Write the entries out exactly, with the final line being the one containing "This is true also for GLMCV objects.".

======== SOURCE DATA ========

PR #380, opened 2020-05-13
[MRG] Show progress when training a GLM object.

geektoni:
Addressing issue #379.

GLM objects can show the current training progress statistics (remaining time, iterations/sec, etc.).
This is true also for GLMCV objects.

* Add `tqdm` (https://github.com/tqdm/tqdm/) as a requirement.

### DIFF
--- a/pyglmnet/pyglmnet.py
+++ b/pyglmnet/pyglmnet.py
@@ -7,7 +7,8 @@ import numpy as np
 from scipy.special import expit
 from scipy.stats import norm
 
-from .utils import logger, set_log_level, _check_params
+from .utils import logger, set_log_level, _check_params, \
+    _verbose_iterable, _tqdm_log
 from .base import BaseEstimator, is_classifier, check_version
 
 from .externals.sklearn.utils import check_random_state, check_array, check_X_y
@@ -809,7 +810,7 @@ class GLM(BaseEstimator):
             else:
                 beta = self.beta_
 
-        logger.info('Lambda: %6.4f' % self.reg_lambda)
+        _tqdm_log('Lambda: %6.4f' % self.reg_lambda)
 
         tol = self.tol
         alpha = self.alpha
@@ -820,8 +821,10 @@ class GLM(BaseEstimator):
             ActiveSet = np.ones_like(beta)
 
         self._convergence = list()
+        training_iterations = _verbose_iterable(range(self.max_iter))
+
         # Iterative updates
-        for t in range(0, self.max_iter):
+        for t in training_iterations:
             self.n_iter_ += 1
             beta_old = beta.copy()
             if self.solver == 'batch-gradient':
@@ -861,7 +864,7 @@ class GLM(BaseEstimator):
             if t > 1 and self._convergence[-1] < tol:
                 msg = ('\tParameter update tolerance. ' +
                        'Converged in {0:d} iterations'.format(t))
-                logger.info(msg)
+                _tqdm_log(msg)
                 break
 
             # Compute and save loss if callbacks are requested
@@ -1285,7 +1288,9 @@ class GLMCV(object):
         np.random.shuffle(idxs)
         cv_splits = np.array_split(idxs, self.cv)
 
-        for idx, rl in enumerate(self.reg_lambda):
+        cv_training_iterations = _verbose_iterable(self.reg_lambda)
+
+        for idx, rl in enumerate(cv_training_iterations):
             glm = GLM(distr=self.distr,
                       alpha=self.alpha,
                       Tau=self.Tau,
@@ -1300,7 +1305,7 @@ class GLMCV(object):
                       fit_intercept=self.fit_intercept,
                       random_state=self.random_state,
                       verbose=self.verbose)
-            logger.info('Lambda: %6.4f' % rl)
+            _tqdm_log('Lambda: %6.4f' % rl)
             glm.reg_lambda = rl
 
             scores_fold = list()
--- a/pyglmnet/utils.py
+++ b/pyglmnet/utils.py
@@ -6,9 +6,17 @@ import numpy as np
 from copy import copy
 import logging
 
-
 logger = logging.getLogger('pyglmnet')
 logger.addHandler(logging.StreamHandler())
+
+try:
+    from tqdm.auto import tqdm
+    has_tqdm = True
+except ImportError:
+    logger.warning(
+        "tqdm library not found. Falling back to non-interactive progress "
+        "visualization.")
+    has_tqdm = False
 
 
 def softmax(w):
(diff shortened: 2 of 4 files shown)


geektoni:
Here a little example about how the user would see it (the screen glitch it is not present in real life and it is an artifact created by the screen recorder).

progress

pyglmnet/pyglmnet.py
```diff
@@ -13,6 +13,8 @@
 from .externals.sklearn.utils import check_random_state, check_array, check_X_y
 from .externals.sklearn.utils.validation import check_is_fitted
 
+from tqdm import tqdm
```
jasmainak, line 16: I would question if we really need to add this dependency. Granted it's a light one but still it's better to avoid when possible.

pyglmnet/pyglmnet.py
```diff
@@ -541,7 +543,8 @@ def __init__(self, distr='poisson', alpha=0.5,
                  learning_rate=2e-1, max_iter=1000,
                  tol=1e-6, eta=2.0, score_metric='deviance',
                  fit_intercept=True,
-                 random_state=0, callback=None, verbose=False):
+                 random_state=0, callback=None, verbose=False,
+                 show_progress=True):
```
jasmainak, line 547: what's the difference between `verbose` and `show_progress`? Can we have `verbose` levels like in joblibs or scikit-learn?

pyglmnet/pyglmnet.py
```diff
@@ -561,6 +564,7 @@ def __init__(self, distr='poisson', alpha=0.5,
         self.random_state = random_state
         self.callback = callback
         self.verbose = verbose
+        self.show_progress = show_progress
```
jasmainak, line 567: be careful adding new attributes and parameters to functions. They are easy to add but hard to remove :)

pyglmnet/pyglmnet.py
geektoni: I agree with this point. I've seen that pyglmnet has not many dependencies and since tqdm is a light one I thought that it wouldn't hurt too much. However, since this is basically a really small feature, I guess we could make all of this optional for the final user (e.g., did you install tqdm? good, then you can have better progress visualization. If you don't have tqdm, then we fall back to the original method.)

pyglmnet/pyglmnet.py
geektoni: personally, I see `verbose` more like a utility to print more information about the status of the system (e.g., from simple status messages to debug messages). `show_progress` refers more specifically to give a better user experience by formatting in a nice way the training progress information.

No hard feelings on this though.

pyglmnet/pyglmnet.py
jasmainak: yes agree with approach, you can have a nested import then. It might slow down import of pyglmnet then. But probably not by much

pyglmnet/utils.py
```diff
@@ -6,6 +6,11 @@
 from copy import copy
 import logging
 
+try:
+    from tqdm import tqdm
+    has_tqdm = True
```
geektoni, line 11: @jasmainak this way if tqdm is not found, we can use the default behaviour instead.

pyglmnet/utils.py
```diff
@@ -130,3 +135,22 @@ def set_log_level(verbose):
             raise ValueError('verbose must be of a valid type')
         verbose = logging_types[verbose]
     logger.setLevel(verbose)
+
+
+def return_verbose_iterable(data):
```
geektoni, line 140: We can basically wrap any list/range object with tqdm with this method. It depends on the logger's level, this means that if the user has set `verbose=True`, then he will see the progress bar. This way we don't need any new state variable (e.g., `show_progress`).

requirements.txt
```diff
@@ -7,3 +7,4 @@ pytest-cov
 coverage
 flake8
 pydocstyle
+tqdm
```
jasmainak, line 10: what version are we supporting?

pyglmnet/utils.py
jasmainak: okay looks reasonable to me @geektoni

pyglmnet/utils.py
jasmainak, line 140:
```suggestion
def verbose_iterable(data):
```

pyglmnet/utils.py
```diff
@@ -130,3 +135,22 @@ def set_log_level(verbose):
...
+    """
+    Wrap an iterable object with tqdm. If tqdm is not available
+    or if we did not set the appropriate log level, then we
+    fall back to the classical method
+    :param data: it can be a list or range() object
+    :param verbose: the verbosity level
+    :return: wrapped object
```
jasmainak, line 147: can you document the docstring in a more standard way? You know how it should be :)

jasmainak:
@geektoni need to update the `whats_new` page

pyglmnet/utils.py
```diff
@@ -130,3 +135,22 @@ def set_log_level(verbose):
...
+    """
+    wrapped_data = data
+    if logger.getEffectiveLevel() == logging.INFO:
+        if not has_tqdm:
+            logging.info(
+                "tqdm library not found. Falling back to non-interactive.")
```
jasmainak, line 153: would this send out a message for every reg_lambda in the regularization path? We don't want to be too verbose either.

pyglmnet/utils.py
```diff
@@ -130,3 +135,22 @@ def set_log_level(verbose):
...
+        else:
+            wrapped_data = tqdm(data)
```
jasmainak, line 155: does this work also on Jupyter notebook? have you checked? I remember having issues with tqdm on the notebook.

requirements.txt
geektoni: I set it to the last stable (4.46).

pyglmnet/utils.py
geektoni: Updated. I will need to change my PyCharm autocompletion to match this one :)

pyglmnet/utils.py
geektoni: Yes, it works nicely (see https://pypi.org/project/tqdm/#ipython-jupyter-integration). Honestly, when using cross-validation it can become a bit messy (especially if we throw too many `not converged` messages).

pyglmnet/utils.py
geektoni: Indeed this happens. I'll try to come up with something less annoying.

jasmainak: sounds good!

geektoni: It should work better now.

pyglmnet/utils.py
```diff
@@ -130,3 +137,26 @@ def set_log_level(verbose):
             raise ValueError('verbose must be of a valid type')
         verbose = logging_types[verbose]
     logger.setLevel(verbose)
+
+
+def verbose_iterable(data):
```
jasmainak, line 142: private function? we don't want to expose this in the public API, do we?

jasmainak:
Otherwise, LGTM. Can you set the PR to MRG if you're ready?

pyglmnet/utils.py
geektoni: mmh how can I make this thingy private? I remember you can only do that for class methods. Anyhow, I changed the method's signature to `_verbose_iterable` to make it less public-looking.

pyglmnet/utils.py
```diff
@@ -130,3 +138,41 @@ def set_log_level(verbose):
...
+        Data object wrapped with tqdm.
+    """
+    wrapped_data = data
+    if logger.getEffectiveLevel() == logging.INFO:
+        if has_tqdm:
+            wrapped_data = tqdm(data, leave=False)
+    return wrapped_data
+
+
+def _tqdm_log(msg):
```
geektoni, line 166: @jasmainak I've added this new method here to switch easily from the standard logger to tqdm if we need to print some information within a tqdm loop. This makes sure that everything will look good inside the terminal/notebook.

geektoni:
> Otherwise, LGTM. Can you set the PR to MRG if you're ready?

@jasmainak  I've updated some minor things. If you think it's good I'll move to MRG.

pyglmnet/utils.py
```diff
@@ -130,3 +138,41 @@ def set_log_level(verbose):
             raise ValueError('verbose must be of a valid type')
         verbose = logging_types[verbose]
     logger.setLevel(verbose)
+
+
+def _verbose_iterable(data):
```
jasmainak, line 143: humm ... does this respect the `verbose` argument that is passed to the `GLM` class?

geektoni: Yes, it does. It basically checks the logger's level and if it is appropriate, then it makes the progress interactive.

jasmainak: okay looks good to me then! ready for merge?

geektoni: Yup, I've just changed the PR's title.

jasmainak:
Thanks heaps @geektoni !!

========

## WRITTEN SOLUTION
PR #380, opened 2020-05-13
[MRG] Show progress when training a GLM object.

geektoni:
Addressing issue #379.

GLM objects can show the current training progress statistics (remaining time, iterations/sec, etc.).
This is true also for GLMCV objects.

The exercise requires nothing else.